2003
6 MIN
España
Sin diálogos
Pere Portabella
Films 59
Tomás Pladevall
Gioachino Rossini
Carles Santos, Claudia Schneider.
| Fecha/Hora | Teatro | Ciudad |
|---|---|---|
| Viernes 4 de septiembre | 6:30 p.m. | Casa Municipal de la Cultura | Caldas |
| Sábado 5 de septiembre | 6:00 p.m. | Teatro Caribe | Itagüí |
Pere Portabella (Figueres, 1927) es un cineasta, productor y activista político español. Su trayectoria ha hecho del cine un espacio de invención formal y pensamiento crítico. Como productor, ha impulsado obras clave como Los golfos (1960), El cochecito (1960) y Viridiana (1961). Como director, ha desarrollado una obra radical e inclasificable con películas como Vampir-Cuadecuc (1970) y Umbracle (1972). Fue elegido senador en 1977 y participó en la redacción de la Constitución española.
Esta película se proyecta junto a:
No contéis con los dedos de Pere Portabella
Vampir Cuadecuc de Pere Portabella

Cuerpos desnudos se someten al fuerte impacto del agua, mientras suena la música de Il Temporale de la ópera La Cenerentola y la obertura de La tempesta.

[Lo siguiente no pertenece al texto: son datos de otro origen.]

PR #849, opened 2015-10-01
Refactor model and write a bit of documentation

### LINKED ISSUE #613: Model rationale
I'm still a bit hazy on why one needs the `Model` abstraction at all. It would be good to try and document this somewhere in the narrative documentation, and probably say a little something about it in the docstring.

rizar:
Fixes  #613.

This PR tries to make the concept of Blocks model very simple. It basically follows what @bartvm proposed half-a-year ago. The generality will kind of drop if it is merged, because e.g. an extension that requests `model.parameters` will not work with pure Theano graphs, for which `model.shared_variables` should be used. 

In the future development, this lack of generality can be addressed by introducing `ExtensionConfig` class, an instance of which would be an attribute of every main loop object. Then, a good extension would request `model.extension_config.parameters`, and at this point the user can intercept the request and make `ExtensionConfig` return `shared_variables`. However, I think it is reasonable to make an incremental improvement first by merging this PR and significantly reducing WTF-level for people trying to understand the current `Model`, which basically combines `ExtensionConfig` and a `ComputationGraph` extension. This is especially important before the tutorial scheduled for October 15.

@dwf, could you please review it?

### DIFF
--- a/blocks/model.py
+++ b/blocks/model.py
@@ -40,11 +40,12 @@ class Model(ComputationGraph):
     >>> y = mlp.apply(x)
     >>> model = Model(y)
 
-    With :class:`Model` you can get access to the brick hierarchy. The brick
-    hierarchy is defined by ``children`` attributes that every brick has.
-    The bricks that are not children of other bricks are called top bricks.
-    It is often useful to have access to top bricks of a brick hierarchy
-    used to build a computation graph, and here is how you can do it:
+    With :class:`Model` you can get access to the brick hierarchy. The
+    brick hierarchy is defined by ``children`` attributes that every brick
+    has.  The bricks that are not children of other bricks are called top
+    bricks.  It is often useful to have access to top bricks of a brick
+    hierarchy used to build a computation graph, and here is how you can do
+    it:
 
     >>> model.get_top_bricks() #doctest: +ELLIPSIS
     [<blocks.bricks.MLP object at ...]
--- a/blocks/model.py
+++ b/blocks/model.py
@@ -1,17 +1,20 @@
-"""Defines models.
+"""Model - heavily annotated computation graph.
 
-A model is a thin layer of abstraction between the user-defined computation
-graph, bricks, parameters and main loop extensions. This module provides
-the basic :class:`AbstractModel` interface as well as its implementations
-(currently only :class:`Model`).
+A model in Blocks is simply an annotated computation graph.  The class
+:class:`Model` extends :class:`blocks.graph.ComputationGraph` :class:,
+which is able to handle annotations and roles in general, but is
+deliberately made unaware of specific annotations that a Theano graph
+created by Blocks typically has, such as bricks and application calls.  The
+:class:`Model` adds this functionality. Using :class:`Model` you can do
+things like quering all the bricks used to build the computation graph,
+requesting "hierarhical names" of the parameters, etc.
+
+For more information, see :class:`Model` docstring.
 
 """
 import logging
-from abc import ABCMeta, abstractmethod
 from collections import OrderedDict, Counter
 from itertools import chain
-
-from six import add_metaclass
 
 from blocks.graph import ComputationGraph
 from blocks.select import Selector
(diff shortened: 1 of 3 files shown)


blocks/model.py
```diff
@@ -1,75 +1,105 @@
...
-graph, bricks, parameters and main loop extensions. This module provides
-the basic :class:`AbstractModel` interface as well as its implementations
-(currently only :class:`Model`).
+A model in Blocks is simply an annotated computation graph.  The class
+:class:`Model` extends :class:`blocks.graph.ComputationGraph` :class:,
+which is able to handle annotations and roles in general, but is
+deliberately made unaware of specific annotations that a Theano graph
+created by Blocks typically has, such as bricks and application calls.  The
+:class:`Model` adds this functionality. Using :class:`Model` you can do
+things like quering all the bricks used to build the computation graph,
```
dwf: query*

blocks/model.py
```diff
@@ -1,75 +1,105 @@
...
+requesting "hierarhical names" of the parameters, etc.
```
dwf: request*, to match the tense of query above; hierarchical*, also, not really clear from context what this means

blocks/model.py
```diff
@@ -1,75 +1,105 @@
...
+
+    Examples
+    --------
+    >>> from theano import tensor
+    >>> from blocks.bricks import MLP, Tanh
+    >>> x = tensor.matrix('x')
+    >>> mlp = MLP([Tanh(), Tanh()], [10, 10, 10])
+    >>> y = mlp.apply(x)
+    >>> model = Model(y)
+    >>> # With model you can get access to the brick hierarchy
```
dwf: You should break out of the example and go inti more detail here about what you mean by Brick hierarchy, what counts as a "top brick", etc.

blocks/model.py
```diff
@@ -1,75 +1,105 @@
...
     def get_parameter_dict(self):
-        """Return the model parameters.
+        """Returns parameters with their hierarchical names.
 
-        Returns
+        The parameter names are formed from positions of their owner bricks
+        in the bricks hierarchy. The variable names are used for the
+        parameters that do not belong to any brick.
+
+        Returns:
```
dwf: no colon

blocks/model.py
```diff
@@ -101,97 +132,12 @@ def set_parameter_values(self, parameter_values):
...
-    def get_objective(self):
-        """Return the optimization objective."""
-        pass
-
     def get_top_bricks(self):
-        """Return the top-level bricks that are used in the model.
+        """Get the bricks that do not have parents.
 
-        Returns
+        Returns:
```
dwf: no colon

blocks/model.py
```diff
@@ -1,75 +1,105 @@
...
+    >>> model.get_parameter_dict() #doctest: +NORMALIZE_WHITESPACE
+    OrderedDict([('/mlp/linear_1.b', b), ('/mlp/linear_0.b', b),
+    ('/mlp/linear_0.W', W), ('/mlp/linear_1.W', W)])
 
     """
-    @abstractmethod
+    def __init__(self, *args, **kwargs):
+        bricks = [get_brick(var) for var
+                  in self.variables + self.scan_variables if get_brick(var)]
+        children = set(chain(*(brick.children for brick in bricks)))
```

La Tempestá no es una película en sentido convencional, funciona más como una partitura visual. Concebida en diálogo con el universo escénico y musical de Carles Santos, la pieza articula cuerpos, agua y música en una composición guiada por el ritmo, la intensidad y el movimiento antes que por cualquier desarrollo narrativo. Una serie de cuerpos desnudos se enfrenta al impacto constante del agua mientras resuenan fragmentos de Rossini. La tormenta no aparece aquí como un acontecimiento representado, sino como una fuerza física que atraviesa simultáneamente el sonido y la imagen. La cámara se aproxima a la piel, a los ombligos y al vello agitado por el agua, descubriendo pequeños remolinos y movimientos que parecen reproducir a escala corporal las formas de la propia tempestad. El agua golpea, desplaza y transforma los cuerpos mientras la música organiza el flujo de la experiencia. La presencia de Rossini resulta fundamental. Como en buena parte de la obra de Portabella, la música no acompaña las imágenes ni las ilustra; ambas avanzan juntas, estableciendo asociaciones abiertas que invitan al espectador a construir sus propias relaciones. Sonido e imagen se responden mutuamente, desplazando la atención hacia el ritmo, la textura y la intensidad de la experiencia. La pieza se inscribe, además, en una trayectoria marcada por la colaboración constante con poetas, músicos y artistas visuales, una de las características más singulares del cine de Portabella, desde sus trabajos junto a Joan Brossa hasta películas posteriores como Die Stille vor Bach. Además de tener referencias de otras disciplinas, sus obras suelen situarse en un territorio intermedio donde cine, música, literatura y acción escénica se transforman mutuamente. En el encuentro entre cuerpos, agua y música, La tempestá condensa esa búsqueda en una de sus formas más depuradas. La película encuentra una energía elemental que se experimenta antes de interpretarse, expandiendo el lenguaje cinematográfico hacia una zona próxima al concierto, la acción escénica y la experimentación visual.